デミウルゴス的芸術実践の解剖
20世紀ロシア文化史研究にみるポスト構造理論の最先端

佐藤光重

「人類の自己疎外は、自身の絶滅を美的な享楽として体験できるほどにまでなっている。ファシズムの推進する政治の耽美主義は、そういうところまで来ているのだ。コミュニズムはこれに対して、芸術の政治化をもって答えるだろう」と結んで、ヴァルター・ベンヤミンが亡命先のパリにて『複製技術時代の芸術作品』のドイツ語原稿を仕上げた1930年代の中頃、ソヴィエトでは文化活動に関する1932年の決議をかわきりに文化生活における新しいスターリン的段階が発動していた。
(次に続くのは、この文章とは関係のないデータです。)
PR #246, opened 2025-04-16
Avoid vetting embassy dependencies pulled from GitHub

akshat2112:
`cargo vet` is primarily to audit third party dependencies from crates.io
Since embassy crates are also published on crates.io but we're using the GitHub versions, this leads to some issues.

If we mark them to have the same audit criteria as applied to other crates `audit-as-crates-io = true`, it would mean that we need to audit new versions of the dependencies every time cargo.lock is updated, which is pretty frequent for a GitHub based dependency as it uses the commit hash of the HEAD.

image

If we don't include them in config.toml, it results in a vet failure as matches are found on crates.io, but they don't match with what we're using.

image

The alternative is to mark them as not from crates.io, which is what this PR does.
We mark them as `audit-as-crates-io = false`, which is meant to be used for first party dependencies to declare them as inherently vetted, but seems to be the best option in this case.

As we move to using the published versions from crates.io, this would need to be updated again.

### DIFF
--- a/supply-chain/config.toml
+++ b/supply-chain/config.toml
@@ -11,31 +11,31 @@ url = "https://raw.githubusercontent.com/google/rust-crate-audits/main/audits.to
 url = "https://raw.githubusercontent.com/mozilla/supply-chain/main/audits.toml"
 
 [policy.embassy-executor]
-audit-as-crates-io = true
+audit-as-crates-io = false
 
 [policy.embassy-executor-macros]
-audit-as-crates-io = true
+audit-as-crates-io = false
 
 [policy.embassy-futures]
-audit-as-crates-io = true
+audit-as-crates-io = false
 
 [policy.embassy-hal-internal]
-audit-as-crates-io = true
+audit-as-crates-io = false
 
 [policy.embassy-imxrt]
-audit-as-crates-io = true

ファシズムの全体主義に対抗してベンヤミンは共産主義のイデオロギーに目を向けた。新しく生まれたプロレタリア大衆が本来ならば既成の所有関係の廃絶を目指すべきところを、ファシズムは所有関係には手を触れずに、大衆に権利の代わりに表現の機会をあたえ、大衆による所有関係の変革の契機を未然に防ごうとしており、、当然の帰結として「ファシズムは政治生活の耽美主義にいきつく」とベンヤミンは判断した。このようにファシズムとは、現存する所有関係をプロレタリアートが改良する機会を退けるべく、過去の栄光を称えて時間的には遡行するイデオロギーであったが、他方で共産主義のイデオロギーはユートピア思想であり、未来を先取りしようとする。このとき芸術家は未来を示す預言者となり、プロレタリアートによる社会の変革を準備し、指導すべく芸術活動を展開しようとしたのであった。
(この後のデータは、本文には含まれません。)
PR #249, opened 2025-04-16
Overhaul battery service and add battery state machine support

tullom:
Overhaul battery service to remove charger hardware support now that it lives in power policy.

Add support for standard battery state machine.


battery-service/src/context.rs
```diff
@@ -0,0 +1,303 @@
...
+
+// pub trait BatterySequence {
+//     // TODO: make a macro, similar to power sequence
+//     async fn init(devices: &mut [Device], event: BatteryEvent) -> Option<State>;
+//     async fn not_present(devices: &mut [Device], event: BatteryEvent) -> Option<State>;
+//     async fn present(devices: &mut [Device], event: BatteryEvent) -> Option<State>;
+//     async fn not_operational(devices: &mut [Device], event: BatteryEvent) -> Option<State>;
+//     async fn operational(devices: &mut [Device], event: BatteryEvent) -> Option<State>;
+//     async fn polling(devices: &mut [Device], event: BatteryEvent) -> Option<State>;
+// }
```
felipebalbi, line 84: why commented? Maybe add it on another PR when you actually get to use it?

battery-service/src/context.rs
```diff
@@ -0,0 +1,303 @@
...
+        }
+        None
+    }
+
+    pub async fn register_fuel_gauge(&self, device: &'static Device) -> Result<(), intrusive_list::Error> {
+        if self.get_fuel_gauge(device.id()).is_some() {
+            return Err(embedded_services::Error::NodeAlreadyInList);
+        }
+
+        self.fuel_gauges.push(device)
```
felipebalbi, line 274: nit: looks like you want some type of Set datastructure here.

battery-service/src/context.rs
```diff
@@ -0,0 +1,303 @@
...
+//     async fn present(devices: &mut [Device], event: BatteryEvent) -> Option<State>;
+//     async fn not_operational(devices: &mut [Device], event: BatteryEvent) -> Option<State>;
+//     async fn operational(devices: &mut [Device], event: BatteryEvent) -> Option<State>;
+//     async fn polling(devices: &mut [Device], event: BatteryEvent) -> Option<State>;
+// }
+
+pub struct Context {
+    fuel_gauges: IntrusiveList,
+    state: RefCell<State>,
+    battery_event: Channel<NoopRawMutex, (BatteryEvent, u8), 1>,
```
RobertZ2011, line 89: Create a new-type for the ID here and create a new struct instead of using a tuple.

battery-service/src/context.rs
```diff
@@ -0,0 +1,303 @@
...
+#[derive(Debug, Clone, Copy, PartialEq, Eq)]
+#[cfg_attr(feature = "defmt", derive(defmt::Format))]
+pub enum OperationalSubstate {
+    Init,
+    Polling,
+}
+
+#[derive(Debug, Clone, Copy, PartialEq, Eq)]
+#[cfg_attr(feature = "defmt", derive(defmt::Format))]
+pub enum BatteryEvent {
```
RobertZ2011, line 37: Can you clarify what this struct is? It looks like its events that are coming from a battery, but later you bundle it with a fuel gauge ID? Are we considering a fuel gauge and a battery to be the same thing?

battery-service/src/context.rs
```diff
@@ -0,0 +1,303 @@
...
+        }
+    }
+
+    pub fn get_state_machine_timeout(&self) -> u64 {
+        self.state_machine_timeout_ms
+    }
+
+    pub async fn process(&self) {
+        loop {
+            let (event, id) = self.battery_event.receive().await;
```
RobertZ2011, line 111: You should break this out into separate `wait_event` and `process` functions.

battery-service/src/context.rs
```diff
@@ -0,0 +1,303 @@
...
+                Some(device) => device,
+                None => {
+                    // TODO: Send error response
+                    error!("Fuel gauge with ID {} not found", id);
+                    self.battery_response.send(Err(ContextError::DeviceNotFound)).await;
+                    continue;
+                }
+            };
+            let timeout = self.get_state_machine_timeout();
+            let res = select(self.do_state_machine(device, event), Timer::after_millis(timeout)).await;
```
RobertZ2011, line 123: Using [with_timeout](https://docs.rs/embassy-time/latest/embassy_time/fn.with_timeout.html) would be clearer. But can all the timeout logic be put in `do_state_machine` and have it return a timeout error?

battery-service/src/context.rs
```diff
@@ -0,0 +1,303 @@
...
+#[cfg_attr(feature = "defmt", derive(defmt::Format))]
+pub enum State {
+    NotPresent,
+
+    Present(PresentSubstate),
+}
+
+#[derive(Debug, Clone, Copy, PartialEq, Eq)]
+#[cfg_attr(feature = "defmt", derive(defmt::Format))]
+pub enum PresentSubstate {
```
RobertZ2011, line 23: In addition to adding some documentation comments here, can you also add a high-level description similar to https://github.com/OpenDevicePartnership/embedded-services/blob/main/docs/power-policy.md?

battery-service/src/context.rs
```diff
@@ -0,0 +1,303 @@
...
+        match self.handle_event(state.deref_mut(), event) {
+            Ok(new_state) => *state = new_state,
+            Err(err) => return Err(err),
+        }
+
+        loop {
+            match *state {
+                State::NotPresent => {
+                    info!("Initializing fuel gauge with ID {}", device.id());
+                    if device.execute_command(device::Command::Ping).await.is_err() {
```
RobertZ2011, line 200: Instead of executing this directly I would create wrapper functions in `Context` that takes the device ID as an argument. [See here for an example](https://github.com/OpenDevicePartnership/embedded-services/blob/5e3c205fb68c9d3fb37500baf3b1d93e02c7125f/embedded-service/src/type_c/controller.rs#L537).

RobertZ2011 (changes requested):

battery-service/src/context.rs
tullom: Done, see `Context::execute_device_command()`

battery-service/src/context.rs
tullom: I kinda took both pieces of advice here. I want to keep the state machine/global timeout as it was an explicit requirement from an OEM. But I agree that there should be more granular timeouts within the state machine to represent a device timeout, so i added `with_timeout()` to the `execute_device_command()` fn.

battery-service/src/context.rs
tullom: Done.

battery-service/src/context.rs
tullom: Yeah `Battery` in this context refers to a _smart battery_, which is another term for a fuel gauge. The fuel gauge and the battery are the same thing.

battery-service/src/context.rs
tullom: Done, see `BatteryEvent`.

battery-service/src/context.rs
tullom: Are you referring to the ID? it is composed within the device struct by the caller.

battery-service/src/context.rs
tullom: Done. Will add high level description to the docs in another PR.

battery-service/src/context.rs
```diff
@@ -0,0 +1,344 @@
...
+
+    /// Get global state machine timeout.
+    fn get_state_machine_timeout(&self) -> Duration {
+        self.state_machine_timeout_ms
+    }
+
+    /// Main processing function.
+    pub async fn process(&self, event: BatteryEvent) {
+        loop {
+            let res = with_timeout(self.get_state_machine_timeout(), self.do_state_machine(event)).await;
```
jerrysxie, line 122: `with_timeout()` is convenient. However, if we timeout, then we would drop the `do_state_machine()`. We might be in the middle of a state transition and leave inconsistent state behind. Have we thought through any recovery step would be needed?

battery-service/src/context.rs
```diff
@@ -0,0 +1,344 @@
...
+        let device = match self.get_fuel_gauge(id) {
+            Some(device) => device,
+            None => {
+                // TODO: Send error response
+                error!("Fuel gauge with ID {:?} not found", id);
+                return Err(ContextError::DeviceNotFound);
+            }
+        };
+
+        match with_timeout(device.get_timeout(), device.execute_command(command)).await {
```
jerrysxie, line 333: Same comment about usage of `with_timeout()` and dropped future.

jerrysxie (commented):
Checking for understanding, in this design
- Controller has the hardware access
- Device is a SW representation of the device with the communication channels
- Wrapper ties controller and device together, takes the command from device and forwards it to controller
- Context is the overall orchestrator of the global state machine
   - Would message from application processor/OS be handled here?

battery-service/src/context.rs
```diff
@@ -0,0 +1,344 @@
...
+                Err(_) => {
+                    error!("Battery state machine timeout!");
+                    // Should be infalliable
+                    let _ = self
+                        .do_state_machine(BatteryEvent {
+                            event: BatteryEventInner::Timeout,
+                            device_id: event.device_id,
+                        })
+                        .await;
+                    self.battery_response.send(Err(ContextError::Timeout)).await;
```
tullom, line 143: @jerrysxie see here

battery-service/src/context.rs
tullom: yeah so if we timeout, we will run the state machine with the `BatteryEventInner::Timeout` command, which should be infalliable and put us back in a recovery/reinit state. See comment below.

battery-service/src/context.rs
tullom: For this future, since it is just a device command, we will stay in the same state and it should be safe from a state machine standpoint. The danger is in the command execution future being dropped, but that's up to the implementer to make sure the OEM device controlled state machine has a recovery path.

jerrysxie: We should adding a comment to make sure device trait implementor is aware of this.

jerrysxie (approved):

battery-service/src/context.rs
RobertZ2011: This code is quadratic over the number of registered devices since you iterate over the list for each registered device. I'm not too worried since I don't think we're ever going to register more than a handful of devices, but it may be a worth it to look into the `heapless` crate and see if they have a set implementation that can hold already inserted device IDs.

RobertZ2011 (approved):

battery-service/src/context.rs
tullom: Ahh i understand now. It should be very rare that the number of fuel gauges (and therefore sealed batteries) on a device will exceed 1, and if it does i don't see it going very high.

That said, [`heapless` does have a set implementation ](https://docs.rs/heapless/latest/heapless/type.FnvIndexSet.html) but that would require a compile time known fixed size. Support for runtime determined size is partially why we are using a linked list to hold the list of fuel gauges to begin with, so i think the cons of the set outweigh the pros.

battery-service/src/context.rs
tullom: Issue tracked in #256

 まさしく1930年代、ソヴィエトではスターリンが、ソヴィエトの文化的活動を党指導部に従属させることを計画して、「日常生活の全面 的再建」というプログラムを打ち建て国の日常生活のすみずみまでも全面 的にコントロールする政策を開始する。このことにより、1920年代までにみられたロシア・アヴァンギャルドは、30年代以降スターリン政権下に誕生した芸術活動である社会主義リアリズムによって終焉を迎えたと観るのが、これまでのロシア文化史の通 説であった。しかしボリス・グロイスはその定説をくつがえし、社会主義リアリズムがむしろロシア・アヴァンギャルドの精神を継承したものであるというきわめて斬新かつ衝撃的なテーゼを提唱する。
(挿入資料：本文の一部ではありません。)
PR #253, opened 2025-04-21
Reduce log spam from type-c service

asasine:
These periodic `INFO` logs show up approximately every second but aren't paticularly useful for most developers, only those actively working on the type-c service. As such, reducing their log levels and recommending developers use defmt's log filtering is more appropriate.

### DIFF
--- a/type-c-service/src/driver/tps6699x.rs
+++ b/type-c-service/src/driver/tps6699x.rs
@@ -69,9 +69,9 @@ impl<'a, const N: usize, M: RawMutex, B: I2c> Tps6699x<'a, N, M, B> {
         if port_status.is_connected() {
             // Determine current contract if any
             let pdo_raw = tps6699x.get_active_pdo_contract(port).await?.active_pdo();
-            info!("Raw PDO: {:#X}", pdo_raw);
+            trace!("Raw PDO: {:#X}", pdo_raw);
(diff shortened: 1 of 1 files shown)


JamesHuard (approved):

Ctru14 (approved):

type-c-service/src/driver/tps6699x.rs
```diff
@@ -69,9 +69,9 @@ impl<'a, const N: usize, M: RawMutex, B: I2c> Tps6699x<'a, N, M, B> {
         if port_status.is_connected() {
             // Determine current contract if any
             let pdo_raw = tps6699x.get_active_pdo_contract(port).await?.active_pdo();
-            info!("Raw PDO: {:#X}", pdo_raw);
+            trace!("Raw PDO: {:#X}", pdo_raw);
```
RobertZ2011, line 72: Would debug be more appropriate here? I tend to use trace for localizes exact paths through code while this is a more general status update. Though I don't know if we have any official guidance as to how we want to use each level. I also created a back log issue to see if we can configure the log level on a per-service basis: https://github.com/OpenDevicePartnership/embedded-services/issues/254.

RobertZ2011 (approved):

type-c-service/src/driver/tps6699x.rs
asasine: I think it's entirely subjective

 グロイスの研究は現代ロシアにおける文化史研究の隆盛をうらづける。ここでいう文化史とは、いわゆる多元文化主義を標榜するカルチュラル・スタディーズとは異なり、各々の時代潮流の交替を解明することで文化の歴史的段階を明らかにし、ひいては混迷する現代ロシアにおける自分たちをこの発展段階のうちに位 置付けようとする作業である。かつてロシア文化の現在について、『現代思想』1997年4月の特集号で沼野充義氏は現代ロシアにおける文化史研究の動きについて触れ、共産主義ユートピア時代の終焉を経て、ユートピア以後の世界で目標が見えにくい状況におかれたロシアには、「その中で自分たちのアイデンティティを歴史的なサイクルの中に見出そうとする、そういった機運が出てくる」が、そういう傾向には警戒しなければいけない点もあると指摘している。ひとつの時代を明快にある様式に還元するのは20世紀を語る上で有効な手段であるのか、「20世紀とはむしろ、そういった統一的なものによってすべてが支配されないことを特徴とするような時代だったのでは」という疑問は当然おこるであろう。しかしこうしたカテゴリー化によってもれてしまう中間領域へのアプローチの重要性を認めつつも社会学的アプローチを否定して形而上学的な分析や内的論理の記述に比重を置くグロイスは、序章「スターリン文化をどう記述するか」でこの疑問に答えている。グロイスは本書で「ある程度の単純化や一般 化は避けられない」と断りつつ、スターリニズムの芸術実験と同時に、この実験に関する省察の試みを「概念化し、解明し、解釈する」ことで、最終的には事実を損なわないだけでなく、そのアプローチによって「新しい事実」を見出そうとする。その際、スターリン文化はそれをさしはさむ二つの芸術様式――アヴァンギャルド芸術とポストユートピア芸術――を通 して定義され、歴史的に検討されるのであるが、「歴史的に叙述する」といってもグロイスは「歴史的な諸事実がじっさいどのような経緯で生じたのかを詳細に記述することではない」と述べる。こうしたアプローチはそれ自体極めて正当なものではあっても、個々の純粋に文化的な現象の記述においては、これらの現象を相互に結び付けている内的論理が見失われるのではないかとグロイスは危惧し、本書でいう「歴史記述」とは、スターリン文化における内的進化を理解するための「概念図」を見極める試みであると明言している。すなわち、グロイスは時代区分によるカテゴリー化という手法に対して向けられるであろう当然の批判をあらかじめ予想し、甘受しつつ、それでもなお自身の採用する作業の有効性を保証しているのである。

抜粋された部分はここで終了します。